→ Saved data entries
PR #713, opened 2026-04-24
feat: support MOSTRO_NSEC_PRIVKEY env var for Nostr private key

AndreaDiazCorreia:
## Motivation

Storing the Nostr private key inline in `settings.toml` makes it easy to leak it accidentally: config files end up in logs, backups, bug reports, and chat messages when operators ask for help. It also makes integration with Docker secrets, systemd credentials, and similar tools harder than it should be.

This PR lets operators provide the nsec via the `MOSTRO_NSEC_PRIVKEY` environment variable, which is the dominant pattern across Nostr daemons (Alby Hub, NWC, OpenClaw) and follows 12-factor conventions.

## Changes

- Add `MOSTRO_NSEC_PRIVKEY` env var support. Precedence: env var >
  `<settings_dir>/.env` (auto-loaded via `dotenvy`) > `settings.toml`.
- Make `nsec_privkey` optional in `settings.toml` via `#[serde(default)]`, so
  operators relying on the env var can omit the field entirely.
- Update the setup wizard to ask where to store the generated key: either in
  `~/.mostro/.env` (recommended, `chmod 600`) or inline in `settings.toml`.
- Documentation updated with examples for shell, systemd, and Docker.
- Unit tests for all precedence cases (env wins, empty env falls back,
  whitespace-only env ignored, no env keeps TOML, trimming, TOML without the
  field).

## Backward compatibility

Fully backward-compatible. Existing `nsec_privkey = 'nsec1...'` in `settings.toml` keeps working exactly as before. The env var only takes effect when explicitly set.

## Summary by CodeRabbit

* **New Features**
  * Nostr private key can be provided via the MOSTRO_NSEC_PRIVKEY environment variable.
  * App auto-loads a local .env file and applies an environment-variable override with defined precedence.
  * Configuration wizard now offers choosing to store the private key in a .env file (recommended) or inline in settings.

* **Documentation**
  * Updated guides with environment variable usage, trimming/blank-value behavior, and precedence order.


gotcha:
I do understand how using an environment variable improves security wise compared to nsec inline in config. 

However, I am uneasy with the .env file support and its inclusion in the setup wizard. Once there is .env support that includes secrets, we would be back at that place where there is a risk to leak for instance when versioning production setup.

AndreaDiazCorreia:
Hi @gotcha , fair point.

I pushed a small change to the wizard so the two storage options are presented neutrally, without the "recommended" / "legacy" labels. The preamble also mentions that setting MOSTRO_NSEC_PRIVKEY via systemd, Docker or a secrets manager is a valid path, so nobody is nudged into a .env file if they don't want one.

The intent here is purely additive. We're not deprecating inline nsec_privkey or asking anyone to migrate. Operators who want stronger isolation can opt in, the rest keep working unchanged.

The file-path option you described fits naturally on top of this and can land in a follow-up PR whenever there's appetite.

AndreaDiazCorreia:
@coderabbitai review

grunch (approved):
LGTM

--

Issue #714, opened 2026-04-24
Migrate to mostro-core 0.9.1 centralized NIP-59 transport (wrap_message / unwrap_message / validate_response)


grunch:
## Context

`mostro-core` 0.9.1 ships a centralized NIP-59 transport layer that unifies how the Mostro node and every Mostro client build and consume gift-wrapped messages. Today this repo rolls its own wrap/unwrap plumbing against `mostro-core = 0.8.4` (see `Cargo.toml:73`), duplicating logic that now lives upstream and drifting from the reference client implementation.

* * *

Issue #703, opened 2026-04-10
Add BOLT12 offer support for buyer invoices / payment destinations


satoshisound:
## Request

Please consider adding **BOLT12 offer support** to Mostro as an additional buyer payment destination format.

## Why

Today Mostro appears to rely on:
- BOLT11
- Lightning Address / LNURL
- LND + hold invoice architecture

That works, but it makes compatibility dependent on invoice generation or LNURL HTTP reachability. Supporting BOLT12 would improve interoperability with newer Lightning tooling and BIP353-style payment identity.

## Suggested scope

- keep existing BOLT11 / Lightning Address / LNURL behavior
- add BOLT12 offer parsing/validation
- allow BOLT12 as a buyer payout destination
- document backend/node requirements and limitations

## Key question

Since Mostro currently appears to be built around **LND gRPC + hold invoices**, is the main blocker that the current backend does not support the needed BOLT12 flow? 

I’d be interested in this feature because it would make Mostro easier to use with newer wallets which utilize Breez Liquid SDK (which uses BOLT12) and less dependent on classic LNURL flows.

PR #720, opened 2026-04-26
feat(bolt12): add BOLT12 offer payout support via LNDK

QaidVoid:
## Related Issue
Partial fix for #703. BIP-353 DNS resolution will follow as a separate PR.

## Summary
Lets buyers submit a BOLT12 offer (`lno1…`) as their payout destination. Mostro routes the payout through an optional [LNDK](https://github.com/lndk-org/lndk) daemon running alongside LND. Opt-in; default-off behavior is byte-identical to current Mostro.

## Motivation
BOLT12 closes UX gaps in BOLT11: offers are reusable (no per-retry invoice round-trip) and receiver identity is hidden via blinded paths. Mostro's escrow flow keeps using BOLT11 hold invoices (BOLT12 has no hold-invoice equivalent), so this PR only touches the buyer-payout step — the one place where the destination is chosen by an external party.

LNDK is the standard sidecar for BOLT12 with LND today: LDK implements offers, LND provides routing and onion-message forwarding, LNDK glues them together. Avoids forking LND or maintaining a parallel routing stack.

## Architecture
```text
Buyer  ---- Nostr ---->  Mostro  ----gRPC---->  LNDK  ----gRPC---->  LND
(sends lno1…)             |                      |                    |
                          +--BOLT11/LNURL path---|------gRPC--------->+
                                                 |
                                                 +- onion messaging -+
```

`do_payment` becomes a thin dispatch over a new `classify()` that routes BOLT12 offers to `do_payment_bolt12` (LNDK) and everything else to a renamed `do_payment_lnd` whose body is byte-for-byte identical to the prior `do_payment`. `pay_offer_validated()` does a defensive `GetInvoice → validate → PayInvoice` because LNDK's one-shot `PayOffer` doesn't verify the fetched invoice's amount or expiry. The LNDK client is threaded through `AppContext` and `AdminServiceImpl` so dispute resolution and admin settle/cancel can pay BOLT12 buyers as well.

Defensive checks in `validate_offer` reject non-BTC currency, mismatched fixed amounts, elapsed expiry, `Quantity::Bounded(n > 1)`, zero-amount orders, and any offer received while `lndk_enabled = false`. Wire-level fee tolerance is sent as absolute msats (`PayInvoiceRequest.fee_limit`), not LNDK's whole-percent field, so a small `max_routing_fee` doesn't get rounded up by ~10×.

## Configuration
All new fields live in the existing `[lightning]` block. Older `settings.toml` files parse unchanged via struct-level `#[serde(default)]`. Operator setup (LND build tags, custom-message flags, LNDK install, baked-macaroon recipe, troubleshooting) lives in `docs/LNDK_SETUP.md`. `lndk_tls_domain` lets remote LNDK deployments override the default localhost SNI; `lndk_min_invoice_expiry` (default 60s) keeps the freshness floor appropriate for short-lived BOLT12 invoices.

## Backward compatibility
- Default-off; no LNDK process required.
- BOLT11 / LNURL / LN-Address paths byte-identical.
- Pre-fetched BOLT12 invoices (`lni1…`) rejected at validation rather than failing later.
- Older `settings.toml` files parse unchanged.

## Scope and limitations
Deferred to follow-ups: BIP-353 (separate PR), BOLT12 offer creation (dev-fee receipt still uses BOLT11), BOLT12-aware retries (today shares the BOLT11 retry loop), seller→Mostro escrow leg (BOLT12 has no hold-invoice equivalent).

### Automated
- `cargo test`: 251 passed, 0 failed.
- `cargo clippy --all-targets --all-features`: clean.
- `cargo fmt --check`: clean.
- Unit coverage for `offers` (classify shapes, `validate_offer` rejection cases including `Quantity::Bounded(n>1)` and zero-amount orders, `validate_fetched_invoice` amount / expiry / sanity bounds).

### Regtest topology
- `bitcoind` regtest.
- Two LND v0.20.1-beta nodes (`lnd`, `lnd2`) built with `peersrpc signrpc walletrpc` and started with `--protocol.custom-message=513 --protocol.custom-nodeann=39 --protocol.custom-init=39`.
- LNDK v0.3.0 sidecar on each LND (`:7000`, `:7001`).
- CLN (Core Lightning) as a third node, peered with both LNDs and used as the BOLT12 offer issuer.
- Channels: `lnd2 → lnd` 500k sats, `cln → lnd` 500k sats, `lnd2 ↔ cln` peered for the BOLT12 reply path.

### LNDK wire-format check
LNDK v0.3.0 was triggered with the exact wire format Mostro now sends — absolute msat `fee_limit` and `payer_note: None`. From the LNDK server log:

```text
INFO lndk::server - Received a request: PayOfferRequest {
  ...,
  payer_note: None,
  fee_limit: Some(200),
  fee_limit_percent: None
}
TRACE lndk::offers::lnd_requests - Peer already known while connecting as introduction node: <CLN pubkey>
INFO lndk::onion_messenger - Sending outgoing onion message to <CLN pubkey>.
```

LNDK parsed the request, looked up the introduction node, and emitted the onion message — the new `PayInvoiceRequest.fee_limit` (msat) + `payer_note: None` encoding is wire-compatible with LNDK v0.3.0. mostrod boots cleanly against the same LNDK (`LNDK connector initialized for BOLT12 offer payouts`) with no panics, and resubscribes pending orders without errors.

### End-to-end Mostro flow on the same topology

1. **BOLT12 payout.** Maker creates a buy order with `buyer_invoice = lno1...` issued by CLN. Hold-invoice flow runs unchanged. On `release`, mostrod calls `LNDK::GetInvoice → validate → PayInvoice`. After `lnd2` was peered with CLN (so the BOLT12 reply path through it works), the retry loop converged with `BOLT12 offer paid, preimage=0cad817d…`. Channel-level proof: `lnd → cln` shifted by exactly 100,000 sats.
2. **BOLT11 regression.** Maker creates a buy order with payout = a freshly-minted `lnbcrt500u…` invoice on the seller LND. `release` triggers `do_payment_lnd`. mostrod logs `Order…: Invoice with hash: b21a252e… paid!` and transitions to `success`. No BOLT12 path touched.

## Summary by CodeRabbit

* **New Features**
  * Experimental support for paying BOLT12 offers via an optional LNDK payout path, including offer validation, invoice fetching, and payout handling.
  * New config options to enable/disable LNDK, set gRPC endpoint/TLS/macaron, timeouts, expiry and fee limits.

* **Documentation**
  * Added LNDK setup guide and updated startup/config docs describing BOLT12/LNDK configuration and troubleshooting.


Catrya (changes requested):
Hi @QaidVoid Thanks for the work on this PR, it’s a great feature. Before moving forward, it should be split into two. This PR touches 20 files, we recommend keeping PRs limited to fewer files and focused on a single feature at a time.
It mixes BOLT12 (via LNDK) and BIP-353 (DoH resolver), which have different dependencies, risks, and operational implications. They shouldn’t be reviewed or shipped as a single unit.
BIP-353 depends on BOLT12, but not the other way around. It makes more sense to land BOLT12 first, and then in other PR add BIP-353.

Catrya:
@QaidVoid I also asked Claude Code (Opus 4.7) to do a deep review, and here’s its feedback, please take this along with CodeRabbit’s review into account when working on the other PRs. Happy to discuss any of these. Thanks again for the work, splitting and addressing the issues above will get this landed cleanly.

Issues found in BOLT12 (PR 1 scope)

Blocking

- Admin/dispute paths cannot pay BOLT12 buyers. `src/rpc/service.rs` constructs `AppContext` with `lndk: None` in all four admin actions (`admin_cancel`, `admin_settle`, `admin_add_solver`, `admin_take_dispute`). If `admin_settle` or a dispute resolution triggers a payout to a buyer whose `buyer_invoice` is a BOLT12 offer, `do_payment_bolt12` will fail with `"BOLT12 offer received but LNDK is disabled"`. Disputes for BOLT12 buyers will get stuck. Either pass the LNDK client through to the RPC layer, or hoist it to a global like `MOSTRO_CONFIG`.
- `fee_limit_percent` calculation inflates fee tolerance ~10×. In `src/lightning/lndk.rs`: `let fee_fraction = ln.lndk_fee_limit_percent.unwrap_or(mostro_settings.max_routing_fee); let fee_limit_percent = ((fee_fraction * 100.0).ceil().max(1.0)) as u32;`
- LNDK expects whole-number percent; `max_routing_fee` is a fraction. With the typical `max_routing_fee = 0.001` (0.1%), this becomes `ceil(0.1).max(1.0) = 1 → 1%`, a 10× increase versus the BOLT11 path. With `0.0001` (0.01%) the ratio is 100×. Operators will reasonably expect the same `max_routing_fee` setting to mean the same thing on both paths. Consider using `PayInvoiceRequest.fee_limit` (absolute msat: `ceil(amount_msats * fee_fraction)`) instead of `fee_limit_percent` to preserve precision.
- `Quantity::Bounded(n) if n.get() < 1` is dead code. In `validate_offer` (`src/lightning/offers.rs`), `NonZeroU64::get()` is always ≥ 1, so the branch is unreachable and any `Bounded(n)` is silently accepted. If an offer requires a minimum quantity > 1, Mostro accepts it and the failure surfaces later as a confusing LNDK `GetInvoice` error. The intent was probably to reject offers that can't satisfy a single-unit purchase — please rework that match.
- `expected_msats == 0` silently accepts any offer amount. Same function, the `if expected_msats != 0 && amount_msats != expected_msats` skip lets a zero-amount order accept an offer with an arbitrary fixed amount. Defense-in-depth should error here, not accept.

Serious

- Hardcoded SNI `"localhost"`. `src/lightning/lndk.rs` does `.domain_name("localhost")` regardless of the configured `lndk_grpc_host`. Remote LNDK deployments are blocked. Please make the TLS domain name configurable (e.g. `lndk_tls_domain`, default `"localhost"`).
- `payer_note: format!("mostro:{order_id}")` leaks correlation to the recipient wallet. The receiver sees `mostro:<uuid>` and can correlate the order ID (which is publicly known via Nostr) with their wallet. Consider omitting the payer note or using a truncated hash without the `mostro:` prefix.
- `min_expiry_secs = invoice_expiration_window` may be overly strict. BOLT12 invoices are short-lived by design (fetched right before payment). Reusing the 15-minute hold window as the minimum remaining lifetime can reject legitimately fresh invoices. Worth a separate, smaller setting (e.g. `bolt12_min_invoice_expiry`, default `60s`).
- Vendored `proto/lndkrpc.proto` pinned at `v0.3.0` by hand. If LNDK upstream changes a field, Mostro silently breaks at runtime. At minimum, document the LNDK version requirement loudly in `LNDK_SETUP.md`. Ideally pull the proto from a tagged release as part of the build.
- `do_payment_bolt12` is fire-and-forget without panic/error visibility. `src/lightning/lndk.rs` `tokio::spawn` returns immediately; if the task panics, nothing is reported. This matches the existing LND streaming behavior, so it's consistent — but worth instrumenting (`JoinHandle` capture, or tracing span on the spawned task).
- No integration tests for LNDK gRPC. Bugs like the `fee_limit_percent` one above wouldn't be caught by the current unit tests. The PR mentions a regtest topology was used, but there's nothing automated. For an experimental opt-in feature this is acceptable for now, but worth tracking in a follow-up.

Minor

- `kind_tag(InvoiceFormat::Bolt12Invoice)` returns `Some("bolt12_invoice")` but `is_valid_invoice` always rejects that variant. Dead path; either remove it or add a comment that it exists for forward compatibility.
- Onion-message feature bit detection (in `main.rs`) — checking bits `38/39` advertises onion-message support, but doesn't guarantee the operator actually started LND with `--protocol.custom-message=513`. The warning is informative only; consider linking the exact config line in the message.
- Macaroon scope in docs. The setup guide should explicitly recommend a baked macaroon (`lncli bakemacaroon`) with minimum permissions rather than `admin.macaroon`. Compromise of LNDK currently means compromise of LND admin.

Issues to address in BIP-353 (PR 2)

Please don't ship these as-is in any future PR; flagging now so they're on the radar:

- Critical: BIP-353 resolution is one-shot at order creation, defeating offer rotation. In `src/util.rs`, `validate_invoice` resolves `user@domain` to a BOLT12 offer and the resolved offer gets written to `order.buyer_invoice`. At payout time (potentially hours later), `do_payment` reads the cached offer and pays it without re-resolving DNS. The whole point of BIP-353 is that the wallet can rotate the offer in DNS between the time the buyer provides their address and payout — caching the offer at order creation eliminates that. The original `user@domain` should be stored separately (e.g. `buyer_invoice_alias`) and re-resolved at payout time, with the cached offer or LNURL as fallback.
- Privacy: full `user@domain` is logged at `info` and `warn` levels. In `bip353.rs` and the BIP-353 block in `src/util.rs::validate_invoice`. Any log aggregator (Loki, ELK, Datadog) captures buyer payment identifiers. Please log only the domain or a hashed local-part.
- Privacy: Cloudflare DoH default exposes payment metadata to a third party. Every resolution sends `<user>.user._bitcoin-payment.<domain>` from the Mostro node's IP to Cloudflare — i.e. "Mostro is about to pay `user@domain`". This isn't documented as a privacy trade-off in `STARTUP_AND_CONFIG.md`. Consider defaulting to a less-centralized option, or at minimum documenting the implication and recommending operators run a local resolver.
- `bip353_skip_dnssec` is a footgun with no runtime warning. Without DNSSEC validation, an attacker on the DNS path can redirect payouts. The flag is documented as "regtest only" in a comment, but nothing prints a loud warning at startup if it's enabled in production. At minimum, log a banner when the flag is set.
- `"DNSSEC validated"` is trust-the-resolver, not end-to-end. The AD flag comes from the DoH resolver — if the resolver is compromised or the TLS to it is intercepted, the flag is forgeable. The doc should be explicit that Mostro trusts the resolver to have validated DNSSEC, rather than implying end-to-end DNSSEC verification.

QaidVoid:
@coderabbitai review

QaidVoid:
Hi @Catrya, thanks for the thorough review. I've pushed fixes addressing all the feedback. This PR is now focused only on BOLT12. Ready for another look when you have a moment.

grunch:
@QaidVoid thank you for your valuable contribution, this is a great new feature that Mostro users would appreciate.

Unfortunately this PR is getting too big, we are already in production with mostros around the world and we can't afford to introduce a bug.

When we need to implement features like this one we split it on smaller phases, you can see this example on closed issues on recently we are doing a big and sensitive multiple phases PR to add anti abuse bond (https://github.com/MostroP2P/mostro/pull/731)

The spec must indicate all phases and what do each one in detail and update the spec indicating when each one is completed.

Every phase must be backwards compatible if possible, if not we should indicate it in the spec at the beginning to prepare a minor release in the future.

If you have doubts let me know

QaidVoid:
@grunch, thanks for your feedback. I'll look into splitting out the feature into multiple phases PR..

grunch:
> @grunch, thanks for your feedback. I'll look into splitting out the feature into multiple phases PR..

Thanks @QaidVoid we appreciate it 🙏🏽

→ ACTIVITY
Go through the entries above and report how many lines hold the word "started". Nothing but the number is needed.

→ RESULT OF THIS EXERCISE
2